Felix has since continued to receive significant interest on the recruiting trail, receiving offers from Auburn, Georgia, Florida, and Miami among others, but Camden still has the services of the Class of 2022 running back for two more seasons to aid it in its quest for the program’s fourth state championship.


Frederica Academy was coming off its own state title this past season, but the graduation of six college football players from a GISA program with tight numbers made the 2019-20 season a rebuilding one for a program that had gone 33-13 with three region championships over the previous four seasons under head coach Brandon Derrick.

An 0-2 start was easy to shake off for the Knights after seeing the same record lead to a title the season prior, but after losing just its fourth region game in its last 17 matchups and sitting at 2-3 on the year, Frederica was in search of a spark early against Westfield School.

Freshman quarterback Tyler Devlin took a snap out of the shotgun on the Knights’ side of the field and lofted a screen pass over the outstretched arms of a leaping incoming rusher to running back Deke Jernigan, who plucked the ball out of the sky with one hand before weaving his way down the field, going around and through various defenders on his way to the end zone.

“We had just come off the loss to Pinewood, and I want to say it was pretty close,” Derrick said. “I think we were maybe ahead 10-7, and then we ran that screen play, he caught it and broke two or three tackles, ran down the sidelines and scored the touchdown. At the same time, I think he got his helmet torn off for a personal foul penalty, and it kind of had everybody a little excited and motivated.

“As a program in the past couple of years, we haven’t had a ton of struggles, and for us to get out of it through that play was a pretty big deal.”

Frederica went on to beat Westfield 44-10, and it rode the momentum to a 48-28 win over Trinity Christian a week later.

Although the season was a bit of a step back for the Knights overall, Jernigan’s play was a lasting memory to his exploits on the football field — one of his last as the senior went on to sign a letter-of-intent to play baseball at Tallahassee Community College.


Glynn Academy feels it partially owes its playoff victory over Tucker to the momentum generated from a play in its regular-season finale against Bradwell Institute.

The Terrors were in the process of bouncing back from a three-game losing streak with three straight wins entering the postseason, leading the Tigers 30-0 with time ticking down in the first half.

Senior kicker Chase Gabriel had already set a program record, hitting on a pair of kicks from 52 yards, and another from 46, in the half, and with just a second remaining until halftime, he lined up for his fourth field goal attempt.

But instead, Gabriel sprinted to his right, caught a no look pass over the head of holder Bennett Colbert, and got around the edge to score a touchdown that’d ensure the second half would begin with a running clock.

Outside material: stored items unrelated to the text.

PR #8918, opened 2019-03-05
ReferenceCountedOpenSslEngines SSLSession must provide local certific…

normanmaurer:
…ates during certificate verification

Motivation:

The SSLSession that is returned by SSLEngine.getHandshakeSession() must be able to provide the local certificates when the TrustManager is invoked on the server-side.

Modifications:

- Correctly return the local certificates
- Add unit test

Result:

Be able to obtain local certificates from handshake SSLSession during verification on the server side.

### DIFF
--- a/handler/src/test/java/io/netty/handler/ssl/JdkConscryptSslEngineInteropTest.java
+++ b/handler/src/test/java/io/netty/handler/ssl/JdkConscryptSslEngineInteropTest.java
@@ -90,5 +90,6 @@ public class JdkConscryptSslEngineInteropTest extends SSLEngineTest {
     @Override
     public void testHandshakeSession() throws Exception {
         // Ignore as Conscrypt does not correctly return the local certificates while the TrustManager is invoked.
+        // See https://github.com/google/conscrypt/issues/634
     }
 }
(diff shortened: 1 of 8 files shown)


handler/src/test/java/io/netty/handler/ssl/JdkConscryptSslEngineInteropTest.java
```diff
@@ -85,4 +85,10 @@ protected boolean mySetupMutualAuthServerIsValidClientException(Throwable cause)
         // TODO(scott): work around for a JDK issue. The exception should be SSLHandshakeException.
         return super.mySetupMutualAuthServerIsValidClientException(cause) || causedBySSLException(cause);
     }
+
+    @Ignore("Ignore due bug in Conscrypt")
+    @Override
+    public void testHandshakeSession() throws Exception {
```
normanmaurer: @ejona86 @flooey This also needs to be fixed in conscrypt.

flooey: @normanmaurer Can you be more specific about what behavior you see in Conscrypt and what you think it should be doing?

normanmaurer: Basically what this PR fixes. 

session.getLocalCertificates() and getLocalPrincipal() should not return null in the Trustmanager serverside. Check the included unit test

flooey: Oh, on the server.  Sure, makes sense.  Weird that we don't do that, I've filed https://github.com/google/conscrypt/issues/634 to track fixing it.

PR #8919, opened 2019-03-05
Add interopt tests between Conscrypt and OpenSSL SSLEngine implementa…

normanmaurer:
…tions.

Motivation:

In the past we found a lot of SSL related bugs because of the interopt tests we have in place between different SSLEngine implementations. We should have as many of these interopt tests as possible for this reason.

Modifications:

- Add interopt tests between Conscrypt and OpenSSL SSLEngine implementations

Result:

More tests for SSL.


normanmaurer:
Let me merge this as its just extra tests (which are basically a copy of existing classes).

PR #8921, opened 2019-03-06
Do not use GetPrimitiveArrayCritical(...) due multiple not-fixed bugs…

normanmaurer:
… related to GCLocker

Motivation:

GetPrimitiveArrayCritical(...) may cause multiple not-fixed bugs related to the GCLocker while there is little gain for our use-case. We should just use GetByteArrayRegion(...) and copy into a small on-stack buffer.

See also:

- https://shipilev.net/jvm/anatomy-quarks/9-jni-critical-gclocker/#_g1
- https://bugs.openjdk.java.net/browse/JDK-8048556
- https://bugs.openjdk.java.net/browse/JDK-8057573
- https://bugs.openjdk.java.net/browse/JDK-8057586

Special thanks to @jayv @shipilev @apangin for the pointers.

Modifications:

Replace GetPrimitiveArrayCritical(...) with GetByteArrayRegion(...)

### DIFF
--- a/transport-native-unix-common/src/main/c/netty_unix_socket.c
+++ b/transport-native-unix-common/src/main/c/netty_unix_socket.c
@@ -232,16 +232,20 @@ static jint _socket(JNIEnv* env, jclass clazz, int type) {
 int netty_unix_socket_initSockaddr(JNIEnv* env, jbyteArray address, jint scopeId, jint jport,
                                    const struct sockaddr_storage* addr, socklen_t* addrSize) {
     uint16_t port = htons((uint16_t) jport);
+    // We use 16 bytes as this allows us to fit ipv6, ipv4 and ipv4 mapped ipv6 addresses in the array.
+    jbyte addressBytes[16];
 
-    // Use GetPrimitiveArrayCritical and ReleasePrimitiveArrayCritical to signal the VM that we really would like
-    // to not do a memory copy here. This is ok as we not do any blocking action here anyway.
-    // This is important as the VM may suspend GC for the time!
-    jbyte* addressBytes = (*env)->GetPrimitiveArrayCritical(env, address, 0);
-    if (addressBytes == NULL) {
-        // No memory left ?!?!?
-        netty_unix_errors_throwOutOfMemoryError(env);
-        return -1;
-    }
+    int len = (*env)->GetArrayLength(env, address);
+
+    // We use GetByteArrayRegion(...) and copy into a small stack allocated buffer and NOT GetPrimitiveArrayCritical(...)
+    // as there are still multiple GCLocker related bugs which are not fixed yet.
+    //
+    // For example:
+    //     https://bugs.openjdk.java.net/browse/JDK-8048556
+    //     https://bugs.openjdk.java.net/browse/JDK-8057573
+    //     https://bugs.openjdk.java.net/browse/JDK-8057586
+    (*env)->GetByteArrayRegion(env, address, 0, len, addressBytes);
+
     if (socketType == AF_INET6) {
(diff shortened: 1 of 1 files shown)


transport-native-unix-common/src/main/c/netty_unix_socket.c
```diff
@@ -232,16 +232,20 @@ static jint _socket(JNIEnv* env, jclass clazz, int type) {
 int netty_unix_socket_initSockaddr(JNIEnv* env, jbyteArray address, jint scopeId, jint jport,
                                    const struct sockaddr_storage* addr, socklen_t* addrSize) {
     uint16_t port = htons((uint16_t) jport);
+    // 24 is the maximum possible
```
johnou: 128 bit (16 byte) for IPv6 address plus long port 64 bit (8 byte)?

normanmaurer: actually we only need 16 here, so I changed it and added a comment. Good catch!

normanmaurer:
@netty-bot test this please

transport-native-unix-common/src/main/c/netty_unix_socket.c
```diff
@@ -232,16 +232,20 @@ static jint _socket(JNIEnv* env, jclass clazz, int type) {
...
+    int len = (*env)->GetArrayLength(env, address);
+
+    // We use GetByteArrayRegion(...) and copy into a small stack allocated buffer and NOT GetPrimitiveArrayCritical(...)
+    // as there are still multiple GCLocker related bugs which are not fixed yet.
+    //
+    // For example:
+    //     https://bugs.openjdk.java.net/browse/JDK-8048556
+    //     https://bugs.openjdk.java.net/browse/JDK-8057573
+    //     https://bugs.openjdk.java.net/browse/JDK-8057586
+    (*env)->GetByteArrayRegion(env, address, 0, len, addressBytes);
```
ejona86: Seems we should do min(len, 16) or have an assert. Yes, we know it should be 16 or less, but I don't like playing with fire.

johnou: Or just 16? The code which reads the array below assumes that's always the case.

normanmaurer: let me just add a guard for now... can't hurt.

transport-native-unix-common/src/main/c/netty_unix_socket.c
```diff
@@ -232,16 +232,25 @@ static jint _socket(JNIEnv* env, jclass clazz, int type) {
...
-    // Use GetPrimitiveArrayCritical and ReleasePrimitiveArrayCritical to signal the VM that we really would like
-    // to not do a memory copy here. This is ok as we not do any blocking action here anyway.
-    // This is important as the VM may suspend GC for the time!
-    jbyte* addressBytes = (*env)->GetPrimitiveArrayCritical(env, address, 0);
-    if (addressBytes == NULL) {
-        // No memory left ?!?!?
-        netty_unix_errors_throwOutOfMemoryError(env);
+    int len = (*env)->GetArrayLength(env, address);
+
+    if (len > 16) {
```
johnou: I think it should be != 16 or it's going to segfault..

johnou: ah not if it's AF_INET4.

Hamlin-Li:
I hope [Region Pinning in JDK](https://bugs.openjdk.java.net/browse/JDK-8276094) may help eliminate or alleviate this problem in the future.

“Were were in control of the game most of the game,” said Glynn Academy assistant Brett Hall. “We had just scored on the previous drive when we got the ball back, and to keep the momentum going, we went with what we call ‘LSU,’ which is LSU’s fake field goal or extra point play that they’ve used over the years.

“We looked at how they lined up against us on previous field goals or extra points, and we have a few different plays we can call if we see something they’re giving us. It just so happened that we looked like we could get it. We just really wanted to keep the momentum going right before halftime and demoralize the opponent a little bit, hopefully put another nail in the coffin per se.”

A favorite in the locker room, Gabriel was up for any assignment despite being on track to sign an LOI to kick at Florida International, and his touchdown fired up his fellow Terrors ahead of their playoff run.